Menteri Pertanian SYL Upayakan Selamatkan Nasib Peternak Telur Ayam di Masa Pandemi. (Foto: Ist)
menitindonesia, JAKARTA – Menteri Pertanian, Syahrul Yasin Limpo (SYL) ingin menstabilkan harga telur peternak ayam petelur mandiri yang selama ini berfluktuasi.
Mentan SYL mengambil, yakni menyerap 1 juta telur untuk menyelamatkan peternak mandiri dengan skala UMKM yang harga telurnya mengalami penurunan akibat dampak pandemi covid 19.
“Ini adalah agenda SOS yang dilakukan Dirjen Peternakan dan sebaiknya semua menghargai itu, karena membeli 1 juta butir tidak gampang, tapi kita berharap bisa serap sesuai kemampuan kita untuk stabilisasi harga,” SYL melalyui keterangannya, Selasa (2/11/2021).
Lebih lanjut, SYL mengatakan, konsep penguatan terhadap peternak mandiri ini sesuai dengan arahan Presiden Jokowi, bahwa pemerintah hadir pada semua kendala yang ada di masyarakat.
SYL menambahkan, faktor yang mempengaruhi fluktuasi harga telur ayam ras yakni volume supply di kandang dan daya serap pelaku pasar, pola konsumsi bersifat musiman (seasonal), serta mekanisme dan distribusi telur antar daerah. Untuk itu, guna menjaga kestabilan harga telur, ujar SYL, Kementan akan melakukan tiga agenda utama.
“Pertama, agenda sos yakni melakukan serap telur saat produksi melimpah.
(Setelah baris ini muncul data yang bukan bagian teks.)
PR #3472, opened 2023-09-21
Introduce Java doc comment rendering

vemv:
Introduces `cider-docstring.el` which is able to render "fragments" (a mixture of plain text and html) into a propertized string.

Starts using such rendered strings in:

* `Company` (and with it, Corfu, since internally it queries Company stuff)
  * For both, the output is always trimmed to 20 lines (customizable)
  * The trimming is smart as it can perform several attempts based on 3 sources: The first sentence, the full body, and the block tags (i.e. the returns/throws/params metadata)
* Eldoc
  * Here we always favor only rendering the first sentence only
* `cider-doc` anciliary buffers
  * as shown e.g. when pressing `f1` while using Company
  * Here, we favor short rendering only if using Company
* Mouse tooltips.

For best results, we also start sending  a Compliment context to `eldoc` and `info` requests.

The context is slightly different than usual: instead of `(.foo__prefix__ bar)`, we have to send (`__prefix__ bar)`, because we're not requesting a completion, but for an [inferred class](https://github.com/clojure-emacs/cider-nrepl/pull/815).

Therefore a `cider-completion-get-info-context-at-point` defun is introduced.

Two new .el files are introduced:

* cider-context, for extracting the context
* cider-docstring, for docstring rendering

This way we avoid cyclical deps.


bbatsov:
> Company (and with it, Corfu, since internally it queries Company stuff) 

I don't get this - Corfu doesn't use anything company-specific to my knowledge.  

> cider-context, for extracting the context

I have some doubts about the extraction of this. I get why you did it, but it looks relatively weird on its own, given the significant connection to completion. Perhaps at least we can name the file `cider-completion-context` so it's clearer what this is?

vemv:
> I don't get this - Corfu doesn't use anything company-specific to my knowledge.

It queries these for showing docstrings:

https://github.com/minad/corfu/blob/cc244c54b392ce4d27ed166730efde4f4d01a07f/extensions/corfu-echo.el#L88C41-L88C52

https://github.com/minad/corfu/blob/cc244c54b392ce4d27ed166730efde4f4d01a07f/extensions/corfu-popupinfo.el#L216C13-L216C62

> Perhaps at least we can name the file cider-completion-context so it's clearer what this is?

SGTM!

> I think we should also expand the completion/docs documentation to mention some of those changes.

Will do 👍

vemv:
@bbatsov ready again.

Besides from Company, cider-doc and eldoc, I've been trying these docstrings over the mouse tooltips as well.

Looking correct and concise in all of those.

Eldev
```diff
@@ -11,6 +11,12 @@
 (eldev-add-loading-roots 'test "test/utils")
 (eldev-add-extra-dependencies 'runtime '(:package logview :optional t))
 
+;; slightly increase the maximum (applies to checkdoc and the byte compiler alike)
+(setq byte-compile-docstring-max-column 100)
```
bbatsov, line 15: The Emacs maintainers advised against doing this, that's why I had changed it. Normally it's best to have development settings in `.dir-locals.el` (you can have them nested in various folders)

test/cider-docstring-tests.el
```diff
@@ -0,0 +1,78 @@
...
+
+(defun cider-render-docstring-test--convert-fragments (fs)
+  (mapcar (lambda (x)
+            (nrepl-dict "type" (gethash :type x)
+                        "content" (gethash :content x)))
+          fs))
+
+(describe "cider--render-docstring"
+  (it "A large corpus of fragments (as produced by Orchard) can be rendered using `shr' without raising errors"
+    (dolist (class '("Thread" "Object" "File" "String"))
```
bbatsov, line 42: I'm thinking this setup code can be extracted and you can have several more granular tests, because now it's a bit harder to follow what exactly is the purpose of the test given it has a bunch of asserts and expects in it. I think it's usually better to have several tests that check for fewer things each than fewer tests that check for more things.

Eldev
bbatsov: Hmm, I can't imagine how - after all `.dir-locals` are applied to the entire directory. Unless Eldev is suppressing those somehow.

vemv: I don't know

There's no mention of .dir-locals in the Eldev repo, which might be a signal that it isn't considered as a config mechanism (it does mentions `four levels of configuration` in the readme)

.github/workflows/test.yml
```diff
@@ -14,6 +14,7 @@ jobs:
       matrix:
         os: [macos-latest, ubuntu-latest, windows-latest]
         emacs_version: ['26.3', '27.2', '28.2', '29.1']
+        java_version: ['11', '17']
```
vemv, line 17: I introduced a JVM matrix (soon to be expanded with JDK 21)

.github/workflows/test.yml
```diff
@@ -82,3 +83,11 @@ jobs:
         # be GH connectivity runner issues. We attempt to address this
         # problem by rerunning the tests more than once.
         eldev -p -dtTC test --test-type integration || eldev -p -dtTC test --test-type integration
+        
+    - name: Run tests that need enrich-classpath
+      if: "!startsWith(matrix.os, 'windows')"
+      run: |
+        cd dev; ../clojure.sh clojure -M:gen; cd -
```
vemv, line 90: now the `test/File.edn` are generated programatically.

As a nice side-effect, we get to exercise our clojure.sh script, and with it, enrich-classpath.

Both get an extra exercise given the JVM matrix.

We could build more tests like this in a future - nice middle ground between reliable and realistic tests (since there's no nrepl connection - only data).

Eldev
bbatsov: @doublep Does Eldev ignore dir-locals intentionally? If so, I guess we should have the config in both places.

cider-doc.el
```diff
@@ -265,10 +266,17 @@ opposite of what that option dictates."
...
-(defun cider-create-doc-buffer (symbol)
-  "Populates *cider-doc* with the documentation for SYMBOL."
+(defun cider-create-doc-buffer (symbol &optional shorter)
+  "Populates *cider-doc* with the documentation for SYMBOL,
+favoring a SHORTER format if specified."
   (when-let* ((info (cider-var-info symbol)))
-    (cider-docview-render (cider-make-popup-buffer cider-doc-buffer nil 'ancillary) symbol info)))
+    (cider-docview-render (cider-make-popup-buffer cider-doc-buffer nil 'ancillary) symbol info shorter)))
+
+(defun cider-create-shorter-doc-buffer (symbol)
```
bbatsov, line 275: I wonder if "compact" or "abridged" don't reflect better what we're doing here. "shorter" sounds a bit confusing to me.

cider-doc.el
```diff
@@ -265,10 +266,17 @@ opposite of what that option dictates."
 
 (defconst cider-doc-buffer "*cider-doc*")
 
-(defun cider-create-doc-buffer (symbol)
-  "Populates *cider-doc* with the documentation for SYMBOL."
+(defun cider-create-doc-buffer (symbol &optional shorter)
+  "Populates *cider-doc* with the documentation for SYMBOL,
+favoring a SHORTER format if specified."
```
bbatsov, line 271: This can be "compact" format or something similar IMO.

test/cider-docstring-tests.el
bbatsov: I thought you can just generate the large corpus of fragments upfront and test the different things you wanted to verify in it separately in individual tests so it's clearer what's considered correct behavior. The test is not particularly complex, so that's not a big deal. 

My main concern is the usage of `cl-assert` in the test, which I don't quite get, given that you already have `expect`.

Eldev
doublep: No, it simply doesn't do anything special. Which means they are not activated through some automatic magic.

> it does mention four levels of configuration in the readme

Those don't include `.dir-locals`. All ways of configuration are Eldev-specific, but let you evaluate arbitrary Elisp code, not just set variables to constant values.

test/cider-docstring-tests.el
vemv: I use `cl-assert` <-> `expect` in Elisp just like how I use `assert` <-> `is` in clojure: an assert ensures the sanity of the test itself, but does is not concerned with the SUT.

This separation can help seeing which if the two intents one is expressing.

Finally, `cl-assert` appears to fail more clearly under buttercup.

PR #3473, opened 2023-09-21
Don't require `cider-log` eagerly

vemv:
The now-removed `require` was adding some startup performance overhead (as it has transitive dependencies), and most importantly, its https://github.com/magit/transient dep appears to have an issue under Emacs 29 (I'm currently investigating it prior to reporting it).

cider-log.el has autoloads in place - only one was missing so the `require` removal seems safe. Still, I'd be much thankful you could try it out - I still haven't gotten to try out cider-log as I'm busy with misc features.

Cheers - V


bbatsov:
Looks like a safe change to me.

PR #3474, opened 2023-09-21
Adapt if-let/when-let forms for Emacs 29

vemv:
I found out that cider-connect wasn't working for me on Emacs 29. I had heard a similar report a few weeks ago.

It turned out to be the usage of if-let/when-let. Here's an explanation:

https://chat.openai.com/share/eb1d27f2-91a9-4188-97db-1d469bd690d2

I have tested these changes by performing a `cider-connect` and then evaluating some Clojure expressions in Emacs 26 and 29.


vemv:
May be a false alarm for contrived reasons, will check out again tomorrow

vemv:
It turns out, I had a custom if-let definition in my .emacs.d. It hadn't given a problem to me in over a decade, so I had forgotten about its existence!

Sorry for the noise.

PR #3475, opened 2023-09-22
Fix keybindings in cider scratch buffer with newer versions of paredit

p4v4n:
- `C-j` is bound to a different function in newer versions of paredit.
 https://github.com/emacsmirror/paredit/commit/5615023023aea50683f5725284fb9bc6cbbd64ec

### DIFF
--- a/cider-scratch.el
+++ b/cider-scratch.el
@@ -48,6 +48,7 @@
     (set-keymap-parent map clojure-mode-map)
     (define-key map (kbd "C-j") #'cider-eval-print-last-sexp)
     (define-key map [remap paredit-newline] #'cider-eval-print-last-sexp)
+    (define-key map [remap paredit-C-j] #'cider-eval-print-last-sexp)
     (easy-menu-define cider-clojure-interaction-mode-menu map
       "Menu for Clojure Interaction mode"
       '("Clojure Interaction"


cider-scratch.el
```diff
@@ -46,8 +46,9 @@
 (defvar cider-clojure-interaction-mode-map
   (let ((map (make-sparse-keymap)))
     (set-keymap-parent map clojure-mode-map)
-    (define-key map (kbd "C-j") #'cider-eval-print-last-sexp)
-    (define-key map [remap paredit-newline] #'cider-eval-print-last-sexp)
+    (define-key map (kbd "C-j") #'cider-eval-last-sexp)
```
bbatsov, line 49: Why not `cider-eval-print-last-sexp`? This doesn't seem correct to me.

p4v4n: The `cider-scratch-initial-message` says
```
;; Press C-j to evaluate the last expression.
;; You can also press C-u C-j to evaluate the expression and pretty-print its result.
```
So C-j is not supposed to insert the result into the buffer.
After this change C-u C-j will still print/insert the result into buffer.

p4v4n: I just looked at the source of `cider-eval-print-last-sexp` and understood what the original intent was. 
Perhaps the initial-message should worded differently. But IMO it makes more sense to have C-j not insert results into the scratch buffer.

bbatsov: I just copied the behavior of Emacs's scratch buffer and I don't think it's prudent to make changes to this behavior as a lot of people are used to it.

p4v4n: Sure. I have reverted this change now.
I didn't notice any change of behaviour between C-j and C-u C-j when simple expressions and thought this was a bug.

Kedua, agenda temporary yakni mendekatkan produksi jagung dengan sentra peternak agar kebutuhan pakan ternak bisa terserap. Ketiga, agenda permanen, yakni mendorong industri pengolahan telur,” ungkapnya.
Mantan Gubernur Sulsel dua periode ini menyebut, pihaknya sudah mengecek berapa harga telur di beberapa daerah setelah intervensi, dan secara bertahap sudah naik.
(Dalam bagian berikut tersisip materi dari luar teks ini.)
PR #3478, opened 2023-09-22
Fix `cider-insert-commands-map` variable initialization

mvproton:
Let form must return sparse map instead of result of define-key function.

### DIFF
--- a/CHANGELOG.md
+++ b/CHANGELOG.md
@@ -38,6 +38,7 @@
 - Fix the `cider-xref-fn-deps` buttons to direct to the right file.
 - Fix the `cider-find-keyword` overall reliability and correctness, particularly for ClojureScript.
 - Make TRAMP functionality work when using non-standard ports.
+- Fix the `cider-insert-commands-map` variable initialization.
 
 ### Changes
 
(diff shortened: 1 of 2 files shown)


vemv:
Looks reasonable. May you provide the context as for why is this needed?

Thanks!

mvproton:
@vemv
I found this when I tried to add bindings with my functions to "C-c C-j" prefix and got an error. After that I analyzed the usage of `define-prefix-command` in another contexts and saw that sparse map is returned every time.

vemv:
Makes sense - `defvar cider-insert-commands-map` defines a var that can be used, so it should have the right type.

The pattern can found e.g. [here](https://github.com/doomemacs/doomemacs/blob/844a82c4a0cacbb5a1aa558c88675ba1a9ee80a3/modules/term/eshell/autoload/backport.el#L25-L40)

Please add a changelog entry in this precise line https://github.com/clojure-emacs/cider/blob/c4425fe9e129d98bf3347574d39b529718cabb97/CHANGELOG.md?plain=1#L41 and we're done 🙌

vemv:
Thank you.

mvproton:
Thank for your help with the contribution process.
Description of the fix added.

“Kemarin harga telur didaerah sudah mencapai 17 ribu/kg. Jadi sudah mulai mendekati harga stabil yang harus capai,” ujar SYL.
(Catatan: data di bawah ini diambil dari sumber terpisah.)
PR #3481, opened 2023-09-25
Refine `cider-test-run-test`

### LINKED ISSUE #2958: Support `cider-test-run-test` from the `src` NS

### LINKED ISSUE #3279: Cannot run tests defined with custom macro

vemv:
> Fixes #2958
> Fixes #3279

Rehash of https://github.com/clojure-emacs/cider/pull/3480 with all my feedback directly applied.

Under this approach, cider-test-run-test will run the first valid test found by:

* tests marked by text properties
* deftests, and deftest-like forms (`cider-test-defining-forms` is no longer necessary)
* :test metadata that may be present in vanilla defns
* deftests, as found by `cider-test-infer-test-ns`
  * We search for a var named `foo-test`, falling back to `foo` (e.g. `deftest foo` - less idiomatic, but quite frequent)

All this lookup is very fast when cider-nrepl is present, since we use `cider-resolve--get-in`. It falls back to eval if we're on bare nrepl.

In a future, we can further search tests by leveraging `xref` functionality - but it's not as important now.

Special thanks to @tvirolai!

### DIFF
--- a/cider-test.el
+++ b/cider-test.el
@@ -875,7 +875,7 @@ or in a corresponding test namespace is searched."
          (found-ns (car found))
          (found-var (cadr found)))
     (if (not found-var)
-        (message "No test found for the function at point")
+        (message "No test found at point")
       (cider-test-update-last-test found-ns (list found-var))
       (cider-test-execute found-ns (list found-var)))))
 
--- a/cider-test.el
+++ b/cider-test.el
@@ -60,13 +60,7 @@
   :type 'boolean
   :package-version '(cider . "0.9.0"))
 
-(defcustom cider-test-defining-forms '("deftest" "defspec")
-  "Forms that define individual tests.
-CIDER considers the \"top-level\" form around point to define a test if
-the form starts with one of these forms.
-Add to this list to have CIDER recognize additional test defining macros."
-  :type '(repeat string)
-  :package-version '(cider . "0.15.0"))
+(make-obsolete 'cider-test-defining-forms nil "1.8.0")
 
 (defvar cider-test-last-summary nil
   "The summary of the last run test.")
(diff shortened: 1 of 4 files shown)


cider-test.el
```diff
@@ -838,31 +832,52 @@ See `cider-test-rerun-test'."
...
+                            ;; deftest foo-test:
+                            (or (when (cider--test-var-p derived-ns derived-var)
+                                  (list derived-ns derived-var))
+                                ;; deftest foo (less usual, but quite frequent):
+                                (when (cider--test-var-p derived-ns v)
+                                  (list derived-ns v))))))))
+         (found-ns (car found))
+         (found-var (cadr found)))
+    (if (not found-var)
+        (message "No test found at point")
```
vemv, line 878: Maybe it could be a `(user-error` instead?

cider-test.el
```diff
@@ -838,31 +832,52 @@ See `cider-test-rerun-test'."
...
-                  (cider-test-update-last-test ns (list var))
-                  (cider-test-execute ns (list var)))
-              (message "No test at point")))
-          (message "No test at point")))))
+  (let* ((ns-from-text-property (get-text-property (point) 'ns))
+         (var-from-text-property (when ns-from-text-property
+                                   ;; we're in a `cider-test-report-mode' buffer
+                                   ;; or on a highlighted failed/erred test definition
+                                   (get-text-property (point) 'var)))
+         (found (or (when (and var-from-text-property
```
bbatsov, line 859: Probably this can be extracted to a private function.

cider-test.el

Direktur Jenderal Peternakan dan Kesehatan Hewan (Dirjen PKH), Kementan, Nasrullah, menambahkan, total jumlah telur yang diserap oleh Kementan sebanyak 1 juta butir telur ayam atau setara dengan 62,5 ton. Pada tahap pertama, kata dia, diserahkan sebanyak 30 ton dan sisanya sebanyak 32.5 ton akan diserahkan pada tahap selanjutnya.
Diketahui, daerah sentra produksi telur ayam peternak mandiri yakni di Provinsi Lampung, Jawa Timur, Jawa Barat, Jawa Tengah dan Daerah Istimewa Yogyakarta serta di Sulsel, yakni di Kabupaten Sidrap dan Kabupaten Soppeng.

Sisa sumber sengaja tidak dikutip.